红色情报专家曾希圣在加紧破译敌人密电。在此期间,红军高层领导对曾希圣的工作都极为支持。1932年5月,朱德、周恩来通过第一方面军总部,给情报科增设了一部侦察电台,朱德又亲自点将,将当时正在无线电2分队(红3军军部电台)任报务员的胡立教,以及无线电9分队(红3军团军团部电台)报务员曹祥仁调来情报科,用以加强他们的技术力量。

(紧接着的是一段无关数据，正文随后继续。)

PR #1075, opened 2021-03-01
AMQP - Expose virtual host attribute

cescoffier:
Related to https://github.com/quarkusio/quarkus/issues/15229

### DIFF
--- a/smallrye-reactive-messaging-amqp/src/main/java/io/smallrye/reactive/messaging/amqp/AmqpConnector.java
+++ b/smallrye-reactive-messaging-amqp/src/main/java/io/smallrye/reactive/messaging/amqp/AmqpConnector.java
@@ -52,7 +52,7 @@ import io.vertx.mutiny.core.Vertx;
 @ConnectorAttribute(name = "host", direction = INCOMING_AND_OUTGOING, description = "The broker hostname", type = "string", alias = "amqp-host", defaultValue = "localhost")
 @ConnectorAttribute(name = "port", direction = INCOMING_AND_OUTGOING, description = "The broker port", type = "int", alias = "amqp-port", defaultValue = "5672")
 @ConnectorAttribute(name = "use-ssl", direction = INCOMING_AND_OUTGOING, description = "Whether the AMQP connection uses SSL/TLS", type = "boolean", alias = "amqp-use-ssl", defaultValue = "false")
-@ConnectorAttribute(name = "virtual-host", direction = INCOMING_AND_OUTGOING, description = "If set, configure the virtual host name for the connection AMQP Open frame and TLS SNI server name (if TLS is in use)", type = "string", alias = "amqp-virtual-host")
+@ConnectorAttribute(name = "virtual-host", direction = INCOMING_AND_OUTGOING, description = "If set, configure the hostname value used for the connection AMQP Open frame and TLS SNI server name (if TLS is in use)", type = "string", alias = "amqp-virtual-host")
 @ConnectorAttribute(name = "sni-server-name", direction = INCOMING_AND_OUTGOING, description = "If set, explicitly override the hostname to use for the TLS SNI server name", type = "string", alias = "amqp-sni-server-name")
 @ConnectorAttribute(name = "reconnect-attempts", direction = INCOMING_AND_OUTGOING, description = "The number of reconnection attempts", type = "int", alias = "amqp-reconnect-attempts", defaultValue = "100")
 @ConnectorAttribute(name = "reconnect-interval", direction = INCOMING_AND_OUTGOING, description = "The interval in second between two reconnection attempts", type = "int", alias = "amqp-reconnect-interval", defaultValue = "10")
--- a/smallrye-reactive-messaging-amqp/src/main/java/io/smallrye/reactive/messaging/amqp/AmqpConnector.java
+++ b/smallrye-reactive-messaging-amqp/src/main/java/io/smallrye/reactive/messaging/amqp/AmqpConnector.java
@@ -52,6 +52,8 @@ import io.vertx.mutiny.core.Vertx;
 @ConnectorAttribute(name = "host", direction = INCOMING_AND_OUTGOING, description = "The broker hostname", type = "string", alias = "amqp-host", defaultValue = "localhost")
 @ConnectorAttribute(name = "port", direction = INCOMING_AND_OUTGOING, description = "The broker port", type = "int", alias = "amqp-port", defaultValue = "5672")
 @ConnectorAttribute(name = "use-ssl", direction = INCOMING_AND_OUTGOING, description = "Whether the AMQP connection uses SSL/TLS", type = "boolean", alias = "amqp-use-ssl", defaultValue = "false")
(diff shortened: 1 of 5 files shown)


cescoffier:
FYI  @gemmellr

kenfinnigan (approved):

gemmellr:
As I said on quarkus/issues/15229, vertx-protons virtualhost client option explicitly sets *both* the TLS SNI value and the AMQP Open frame hostname values to the value provided, overriding the DNS hostname connected to. This PR only exposes usage of the vertx-amqp-client(/vertx-proton) virtualhost option, but seemingly not the related SniServerName option. Doesnt look like it is exposed otherwise? That may be important if in the case being asked about they may not want the SNI to match their broker-internal virtualhost, but some other value, and if so might need to also explicitly configure that too (e.g back to the DNS hostname connected to, or some other common name the server cert uses). 

Usage of vertx-protons virtualhost ClientOption was expected to be rare. For the Open frame the main interaction if wanting something other than the DNS name connected to is use of the setHostname method on the connection object before opening it. As vertx-amqp-client opens the connection itself it obviously cant expose a similar setter, it would have to either manipulate the options given to vetx-proton and introduce its own behaviour, or it might be worth vertx-amqp-client having its own e.g 'amqp-hostname' option to allow it to set the Open hostname using the vertx-proton connection.setHostname(..) method before it then opens it.

Actually, looking at the vertx-amqp-client code, it seems to already both pass the virtualhost option straight through to vertx-proton *and* then use the same option value to explicitly set the hostname on the connection object before opening it, which doesnt really make sense as it should already be done by then. That could be changed to make use of such a new option.

cescoffier:
@gemmellr so we need a new attribute to configure the hostname? 
As you mentioned, the `virtual-host` option is passed as hostname, so if that's not totally correct, what would need to be set?

gemmellr:
Im saying that vertx-amqp-client using the virtualhost option value to call setHostname on the vertx-proton connection should be redundant. Doing that is one of the two things that vertx-proton does with the virtualhost option, and so it should already be done by then. The value is fine, it should just already be set

I'm also saying that reactive-messaging either needs to also expose the SniServerName option, so it can be used to either the SNI value, perhaps to undo what the virtualhost option does to the SNI value. That, or a further option be added to allow solely controlling the AMQP connection hostname (e.g amqp-connection-hostname?),  as that cant be done in isolation with vertx-amqp-client currently (as it lacks the setHostname ability and it cant be added), but can be done with vertx-proton (as it has the setHostname ability).

cescoffier:
Ok, so for the SNI part we would need some fix in the various upstreams.

gemmellr:
Mm, no?

cescoffier:
Oh, I just found the SNI options! So, yes, we could expose it too as `amqp-connection-hostname`. 

So, in the end, we would have 2 new attributes:

* amqp-connection-hostname
* amqp-virtual-host

Both passed, if set, to the AMQP Client Options.

gemmellr:
The `amqp-connection-hostname` was a suggestion for a new option that only controlls the Open hostname (which would indeed need a vertx-amqp-client change to be made). There is already an SniServerName option as youve found for controlling the SNI, just not exposed by reactive-messaging.

The virtualhost option this PR exposes, controls both the Open hostname and the SNI hostname, unless the SNI is already overriden with its option which takes precedence. Using both may be needed for the requesting user (to set SNI back to the DNS value), or the new option above could be added instead.

cescoffier:
Yes, `amqp-connection-hostname` should be `amqp-sni-server-name`

gemmellr:
I dont really follow that. The SNI stuff already has its own explicit option, and is also implicit via the existing virtualhost option. Why wouldnt the explicit SNI option just the existing explicit SNI option?

The `amqp-connection-hostname` suggestion was to add another separate option to vertx-amqp-client and here, that specifically controls only the Open frame hostname value, independent of the SNI. Thats something you can already do with vertx-proton but not with vertx-amqp-client, because it opens the underlying connection before returning it. The new option could be used to set the hostname value [here](https://github.com/vert-x3/vertx-amqp-client/blob/3.9.6/src/main/java/io/vertx/amqp/impl/AmqpConnectionImpl.java#L85-L87), rather than the redundant re-use of the virtualhost option that will already be in effect.

cescoffier:
I don't believe SNI has its own exposed option, at least it's not exposed in the connector.

Here is the configuration code:

```
AmqpClientOptions options = new AmqpClientOptions()
                    .setUsername(username)
                    .setPassword(password)
                    .setHost(host)
                    .setPort(port)
                    .setContainerId(containerId)
                    .setSsl(useSsl)
                    .setReconnectAttempts(reconnectAttempts)
                    .setReconnectInterval(reconnectInterval)
                    .setConnectTimeout(connectTimeout);
```

cescoffier:
I agree with changing the vert.x AMQP client, but it won't be made before the next release.

gemmellr:
It isnt exposed here yet, that was what my original comment on this PR was, that its missing and the user prompting this may need it. It is definitely there in vertx-amqp-client since its there in the options in vertx-proton: https://github.com/vert-x3/vertx-amqp-client/blob/3.9.6/src/main/java/io/vertx/amqp/AmqpClientOptions.java#L499-L502

cescoffier:
Ok, I updated the PR.

It exposes the two options we discussed:

* virtual host
* sni server name

When set, they are passed to the Vert.x AMQP Client Options.

smallrye-reactive-messaging-amqp/src/main/java/io/smallrye/reactive/messaging/amqp/AmqpConnector.java
```diff
@@ -52,6 +52,8 @@
 @ConnectorAttribute(name = "host", direction = INCOMING_AND_OUTGOING, description = "The broker hostname", type = "string", alias = "amqp-host", defaultValue = "localhost")
 @ConnectorAttribute(name = "port", direction = INCOMING_AND_OUTGOING, description = "The broker port", type = "int", alias = "amqp-port", defaultValue = "5672")
 @ConnectorAttribute(name = "use-ssl", direction = INCOMING_AND_OUTGOING, description = "Whether the AMQP connection uses SSL/TLS", type = "boolean", alias = "amqp-use-ssl", defaultValue = "false")
+@ConnectorAttribute(name = "virtual-host", direction = INCOMING_AND_OUTGOING, description = "If set, configure the virtual host name for the connection AMQP Open frame and TLS SNI server name (if TLS is in use)", type = "string", alias = "amqp-virtual-host")
```
gemmellr, line 55:
```suggestion
@ConnectorAttribute(name = "virtual-host", direction = INCOMING_AND_OUTGOING, description = "If set, configure the hostname value used for the connection AMQP Open frame and TLS SNI server name (if TLS is in use)", type = "string", alias = "amqp-virtual-host")
```

gemmellr (commented):
Looks good, one small tweak suggestion for the descriptions (would need a rebuild for the others) to better indicate what its doing.

A test would be good to ensure it is at least affecting the Open hostname value, I'm putting one together.

gemmellr:
I created a test as referenced just above, you can either pick the commit in or I can do a PR after yours lands.

I also raised a PR for vertx-amqp-client to add the new option that could be used in a future update.

cescoffier:
Thanks @gemmellr 

I've applied your suggestion and cherry-picked the test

曹祥仁15岁就参加了红军,和胡立教一样,他也是红军自己培养的“红小鬼”报务员,但与胡立教不同的是,曹祥仁并非出自于总部无线电培训班。当时红3军团自己也开办了报务训练班(后并入无线电通信学校),在红3军团当战士的曹祥仁因为有文化,便被选派进入训练班学习,毕业后在军团部当了报务员。
曹祥仁所谓的“有文化”,其实只是读过4年私塾,但他勤奋加上天资,使他一出师就成为红3军团最优秀的报务员——曹祥仁能将数千组摩尔斯明码背诵如流,听到电码,可以直接在脑子里将其转换为文字。也就是说,一般报务员都只是收听电码,而曹祥仁却几乎是在直接接收文字。
7月,曹祥仁在报务当班之余,开始参与曾希圣的猜译研究。到这个时候为止,曾希圣已经研究了好几个月,但直到曹祥仁加入,还是没能找到破译敌高级密码的规律,当然具体的破译也就根本无从着手。
随着侦察台从敌台抄收的密电越积越多,一堆堆无法解读的“天书”,让猜译研究几乎陷入了“山重水复疑无路”的困境。曾希圣愁眉紧锁,既然在已有电报底稿和“壮密”本上难以取得突破,那么,敌人新的密码本呢?能不能从那上面寻找破译线索?
1932年8月20日,红军攻占宜黄县城。宜黄守军为孙连仲部的一个师(此时的孙部系宁都起义后的重新整编部队),有师部,自然就有电台,有电台,就有密码本。为了抢在敌人带走或销毁前缴获电台和密码本,战斗尚在激烈进行之中,曾希圣就不顾生死,冒着枪林弹雨,带着部队突击冲进了敌师部机要室。
冲进去一看,敌人的报务员已经全都逃走了,更让人沮丧的是,他们在逃走时,把电台和密码本也都带走了。唯一的收获是在墙角处发现了一个公文包,而正是这个公文包中的物品,令曾希圣顿时眼前一亮,转忧为喜。
公文包显然是电台人员仓皇逃跑时掉下的,公文包里还有一份电报以及一张纸条,纸条上有30多个字,初步分析,电报是孙连仲发给吉鸿昌的密电,密电名为“展密”,而纸条上的文字,是根据电报刚刚译出但还没来得及销毁的内容。
原电稿,还有附带的译文,在红军电台内部是绝对不允许遗失的,因为它会直接暴露自身密码。曾希圣立刻意识到,眼前的密电和纸条乃是破译密码的一条重要线索,于是赶紧保存起来,一路小心翼翼地带回了位于建宁的总部驻地。
以纸条中已有译文为基础,曾希圣与曹祥仁开始共同猜译原电稿中余下还没译出的部分。